Exercise prompt
Return every line in the entries below where the word "OTLP" shows up.

Source information
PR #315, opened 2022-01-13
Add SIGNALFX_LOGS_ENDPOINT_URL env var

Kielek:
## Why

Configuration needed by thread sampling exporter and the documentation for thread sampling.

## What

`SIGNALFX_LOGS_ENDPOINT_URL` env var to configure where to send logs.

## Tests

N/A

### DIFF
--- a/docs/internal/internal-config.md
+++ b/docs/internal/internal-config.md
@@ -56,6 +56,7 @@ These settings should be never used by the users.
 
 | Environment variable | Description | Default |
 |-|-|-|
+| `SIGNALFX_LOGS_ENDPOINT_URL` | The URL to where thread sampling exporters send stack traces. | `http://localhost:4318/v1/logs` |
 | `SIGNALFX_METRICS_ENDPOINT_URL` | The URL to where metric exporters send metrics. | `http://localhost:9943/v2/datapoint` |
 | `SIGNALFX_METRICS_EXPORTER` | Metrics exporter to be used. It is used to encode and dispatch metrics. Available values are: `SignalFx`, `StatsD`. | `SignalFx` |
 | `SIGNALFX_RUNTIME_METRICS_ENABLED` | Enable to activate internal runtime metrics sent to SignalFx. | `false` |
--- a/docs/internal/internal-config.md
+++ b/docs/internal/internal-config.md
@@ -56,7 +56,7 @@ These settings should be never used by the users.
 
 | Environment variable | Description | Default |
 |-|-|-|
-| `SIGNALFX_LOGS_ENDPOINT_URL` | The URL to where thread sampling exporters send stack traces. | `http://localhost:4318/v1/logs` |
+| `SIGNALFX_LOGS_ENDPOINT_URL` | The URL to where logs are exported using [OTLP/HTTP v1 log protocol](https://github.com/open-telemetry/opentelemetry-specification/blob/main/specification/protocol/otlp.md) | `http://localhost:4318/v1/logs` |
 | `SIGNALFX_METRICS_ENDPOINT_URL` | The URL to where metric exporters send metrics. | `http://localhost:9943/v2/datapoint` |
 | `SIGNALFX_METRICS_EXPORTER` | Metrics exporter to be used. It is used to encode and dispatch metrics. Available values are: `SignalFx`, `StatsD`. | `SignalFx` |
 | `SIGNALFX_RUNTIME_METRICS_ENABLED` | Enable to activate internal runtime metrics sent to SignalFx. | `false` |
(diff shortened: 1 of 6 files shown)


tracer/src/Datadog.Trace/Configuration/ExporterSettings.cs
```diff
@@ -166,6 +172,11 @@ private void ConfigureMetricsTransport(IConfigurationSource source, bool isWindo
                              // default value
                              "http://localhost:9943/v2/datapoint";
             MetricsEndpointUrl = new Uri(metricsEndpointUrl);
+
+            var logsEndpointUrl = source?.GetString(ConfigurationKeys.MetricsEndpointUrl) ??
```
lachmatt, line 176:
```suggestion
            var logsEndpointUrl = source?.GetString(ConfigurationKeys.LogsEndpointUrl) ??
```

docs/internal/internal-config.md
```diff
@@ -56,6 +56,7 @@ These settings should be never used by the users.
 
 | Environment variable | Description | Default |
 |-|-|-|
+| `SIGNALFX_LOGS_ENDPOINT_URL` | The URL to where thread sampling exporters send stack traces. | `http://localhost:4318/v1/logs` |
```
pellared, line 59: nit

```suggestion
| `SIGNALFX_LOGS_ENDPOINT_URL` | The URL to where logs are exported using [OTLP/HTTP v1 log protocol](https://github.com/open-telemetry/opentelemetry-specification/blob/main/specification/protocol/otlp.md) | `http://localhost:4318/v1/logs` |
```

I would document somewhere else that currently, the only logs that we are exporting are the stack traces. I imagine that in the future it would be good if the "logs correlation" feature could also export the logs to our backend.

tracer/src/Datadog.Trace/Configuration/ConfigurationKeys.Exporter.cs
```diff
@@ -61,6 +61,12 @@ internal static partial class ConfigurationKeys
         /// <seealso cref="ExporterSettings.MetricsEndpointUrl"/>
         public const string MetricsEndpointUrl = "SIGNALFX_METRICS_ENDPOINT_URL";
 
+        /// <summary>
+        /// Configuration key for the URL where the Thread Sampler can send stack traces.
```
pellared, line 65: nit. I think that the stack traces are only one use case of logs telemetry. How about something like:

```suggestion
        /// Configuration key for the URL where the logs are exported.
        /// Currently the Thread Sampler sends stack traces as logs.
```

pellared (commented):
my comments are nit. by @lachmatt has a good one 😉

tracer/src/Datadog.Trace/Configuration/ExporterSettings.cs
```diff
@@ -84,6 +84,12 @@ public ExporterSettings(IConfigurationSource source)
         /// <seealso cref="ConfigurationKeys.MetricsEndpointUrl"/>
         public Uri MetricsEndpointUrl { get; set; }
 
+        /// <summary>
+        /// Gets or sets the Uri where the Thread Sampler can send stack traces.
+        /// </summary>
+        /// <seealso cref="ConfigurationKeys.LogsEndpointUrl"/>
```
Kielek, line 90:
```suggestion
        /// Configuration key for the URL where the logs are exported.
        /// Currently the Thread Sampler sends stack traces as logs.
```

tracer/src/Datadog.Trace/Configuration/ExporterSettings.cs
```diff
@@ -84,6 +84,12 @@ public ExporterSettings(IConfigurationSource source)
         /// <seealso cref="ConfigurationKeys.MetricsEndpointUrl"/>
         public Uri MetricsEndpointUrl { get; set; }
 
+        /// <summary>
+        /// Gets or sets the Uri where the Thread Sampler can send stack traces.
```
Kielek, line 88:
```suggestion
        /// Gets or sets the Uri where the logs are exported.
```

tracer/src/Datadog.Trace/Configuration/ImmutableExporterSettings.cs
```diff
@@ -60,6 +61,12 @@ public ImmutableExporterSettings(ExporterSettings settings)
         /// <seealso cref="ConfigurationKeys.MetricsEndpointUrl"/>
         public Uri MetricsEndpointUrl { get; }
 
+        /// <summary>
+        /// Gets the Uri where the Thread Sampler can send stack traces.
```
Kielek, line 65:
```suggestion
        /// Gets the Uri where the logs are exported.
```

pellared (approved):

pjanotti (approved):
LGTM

Result below
+| `SIGNALFX_LOGS_ENDPOINT_URL` | The URL to where logs are exported using [OTLP/HTTP v1 log protocol](https://github.com/open-telemetry/opentelemetry-specification/blob/main/specification/protocol/otlp.md) | `http://localhost:4318/v1/logs` |
| `SIGNALFX_LOGS_ENDPOINT_URL` | The URL to where logs are exported using [OTLP/HTTP v1 log protocol](https://github.com/open-telemetry/opentelemetry-specification/blob/main/specification/protocol/otlp.md) | `http://localhost:4318/v1/logs` |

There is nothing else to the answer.